Conditional Probability in Statistics

Definition: The probability of an event occurring given that another event has occurred.
Notation: P(A|B) reads as "the probability of A given B"
Formula: P(A|B) = P(A ∩ B) / P(B), where P(B) ≠ 0
Properties:
- P(A|B) ≥ 0
- P(A|B) ≤ 1
- P(A|B) + P(A'|B) = 1, where A' is the complement of A
Independence: Events A and B are independent if P(A|B) = P(A)
Bayes' Theorem: P(A|B) = P(B|A) * P(A) / P(B), used to update probabilities based on new information

Definition: A function that describes the probability of each possible value of a random variable
Types:
- Discrete: Assigns probabilities to specific values (e.g., binomial, Poisson)
- Continuous: Assigns probabilities to intervals of values (e.g., normal, uniform)
Properties:
- The probability of any value is between 0 and 1
- The sum of probabilities for all possible values is 1
Notable Distributions:
- Binomial: Models the number of successes in n independent trials with a constant probability of success
- Normal (Gaussian): Models continuous variables with a symmetric, bell-shaped distribution
- Poisson: Models the number of events in a fixed interval with a constant average rate

Definition: Methods for summarizing and describing the basic features of a dataset
Measures of Central Tendency:
- Mean: The average value of a dataset
- Median: The middle value of a dataset when it is sorted in order
- Mode: The most frequently occurring value in a dataset
Measures of Variability:
- Range: The difference between the largest and smallest values
- Interquartile Range (IQR): The difference between the 75th and 25th percentiles
- Variance: The average of the squared differences from the mean
- Standard Deviation: The square root of the variance
Data Visualization:
- Histograms: Graphical representations of the distribution of a dataset
- Box Plots: Graphical representations of the five-number summary (minimum, Q1, median, Q3, maximum)
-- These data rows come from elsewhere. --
PR #131, opened 2022-11-07
Make sure Keygenerator is initialized.

MikeNeilson:
Additionally discovered exception wasn't actually logged in a few places.

## Problem Description

Missed a stop in the connection pool fix which caused compimport to fail.

## Solution

Make sure the KeyGenerator is initialized.

## how you tested the change

Ran compimport. Currently letting other processes run (routsched,depends, comproc)

## Where the following done:

### DIFF
--- a/docs/source/dev-docs.rst
+++ b/docs/source/dev-docs.rst
@@ -1,0 +1,48 @@
+##################
+Installation Guide
+##################
+
+This Document is part of the OpenDCS Software Suite for environmental
+data acquisition and processing. The project home is:
+https://github.com/opendcs/opendcs
+
+See INTENT.md at the project home for information on licensing.
+
+.. contents. Table of Contents
+   :depth: 3
+
+
+Overview
+========
+
+This is the initial start of the documentation and thus it's still quite empty
+If you are working on OpenDCS and think of something that should be in this section
+help expanding the docs are greatly appreciated.
+
+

The probability of an event occurring given that another event has occurred is known as conditional probability.
The notation for conditional probability is P(A|B), which reads as "the probability of A given B".
The formula to calculate conditional probability is P(A|B) = P(A ∩ B) / P(B), where P(B) ≠ 0.
Conditional probability has three properties: it is always greater than or equal to 0, less than or equal to 1, and the probability of A given B plus the probability of A' given B equals 1, where A' is the complement of A.
Two events A and B are independent if the probability of A given B is equal to the probability of A.
Bayes' Theorem is a formula used to update probabilities based on new information, and it is given by P(A|B) = P(B|A) ∗ P(A) / P(B).
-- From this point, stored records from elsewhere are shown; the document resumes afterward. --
PR #1352, opened 2025-09-05
Start on OpenDCS SQLite implementation.

### LINKED ISSUE #1264: Create SQLite implementation
The XML Database, while it has worked for the better part of 3 decades, is causing a fair amount of consternation in how to support it in light of the new DAO system.

To move various features more inline with each other using SQLlite as the replacement for the XML "edit-db" will streamline a lot of code while reducing maintainance burden. There will be several DAOs that can be easily shared between the core OpenDCS implementations that would have to be independent for just the XML.

Create an OpenDCS-SQLlite `OpenDcsDatabase` implementation.

COntinue to use the XML database and deal with the general maintenance thereof and trying to sort out any sort of "transaction handling" we get for free with a relational database system.

**Additional context**
NOTE: XML as an implementation will not be removed until the SQLite implementation is sufficiently tested.
We will still need to update the XML implemenation, as the DatabaseIOs are their own maintenance issue, but knowing that an XML OpenDcsDatabase implementation could be assumed to be only for export/import should let the general implementation be a bit easier.

MikeNeilson:
## Problem Description

Fixes #1264. 

## Solution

A probability distribution is a function that describes the probability of each possible value of a random variable.
There are two main types of probability distributions: discrete and continuous distributions.
Discrete distributions assign probabilities to specific values, such as the binomial and Poisson distributions.
Continuous distributions assign probabilities to intervals of values, such as the normal and uniform distributions.
Probability distributions have two properties: the probability of any value is between 0 and 1, and the sum of probabilities for all possible values is 1.
Notable discrete distributions include the binomial distribution, which models the number of successes in n independent trials with a constant probability of success.
Notable continuous distributions include the normal (Gaussian) distribution, which models continuous variables with a symmetric, bell-shaped distribution, and the Poisson distribution, which models the number of events in a fixed interval with a constant average rate.
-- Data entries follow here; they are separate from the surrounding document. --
Issue #1269, opened 2025-08-05
7.0 - Update all logging usage to slf4j


MikeNeilson:
**Component to be refactored**

*... everything ... *

**Purpose of refactoring**
Eliminate custom code that is proving difficult to maintain.

**Proposed method**
replace all ilex.util.Logger usages with sl4fj.
delete ilex.util.Logger and implementations

**Additional context**
NOTE: this will initially break GUI logging
NOTE2: initial java.util.logging "implementation" will be provided by the install and tests. configuration still TDB.
NOTE3: also breaks the DACQEvent Logger, however, JUL and other systems provide ways to "hook" into them and get information so we should be able to determine some sort of adapter setup for downstream usages to implement.

PR #1397, opened 2025-10-01
Update logging to slf4j. Part 42

MikeNeilson:
Partial #1269

### DIFF
--- a/java/opendcs/src/main/java/lrgs/db/LrgsDatabase.java
+++ b/java/opendcs/src/main/java/lrgs/db/LrgsDatabase.java
@@ -1,13 +1,17 @@
 /*
+* Where Applicable, Copyright 2025 OpenDCS Consortium and/or its contributors
 *
-*  This is open-source software written by ILEX Engineering, Inc., under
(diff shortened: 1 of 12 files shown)


java/opendcs/src/main/java/lrgs/db/LrgsDatabase.java
```diff
@@ -321,7 +322,10 @@ public void commit()
 			conn.commit();
 			conn.clearWarnings();
 		}
-		catch(SQLException ex) {}
+		catch(SQLException ex)
+		{
+			throw new LrgsDatabaseException("Unable to commit changes.", ex);
```
ktarbet, line 327: behavior change?

ktarbet (dismissed):

java/opendcs/src/main/java/lrgs/db/LrgsDatabase.java
MikeNeilson: yeah, but it seemed appropriate, that's quite the silent error. Could just change it to logging though.

ktarbet (approved):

Descriptive statistics are methods for summarizing and describing the basic features of a dataset.
Measures of central tendency include the mean, median, and mode, which describe the middle or average value of a dataset.
Measures of variability include the range, interquartile range (IQR), variance, and standard deviation, which describe the spread or dispersion of a dataset.
The range is the difference between the largest and smallest values in a dataset.
The IQR is the difference between the 75th and 25th percentiles of a dataset.
The variance is the average of the squared differences from the mean of a dataset.
The standard deviation is the square root of the variance of a dataset.
Data visualization is an important aspect of descriptive statistics, and it includes graphical representations of data such as histograms and box plots.
Histograms are used to represent the distribution of a dataset, while box plots are used to represent the five-number summary (minimum, Q1, median, Q3, maximum) of a dataset.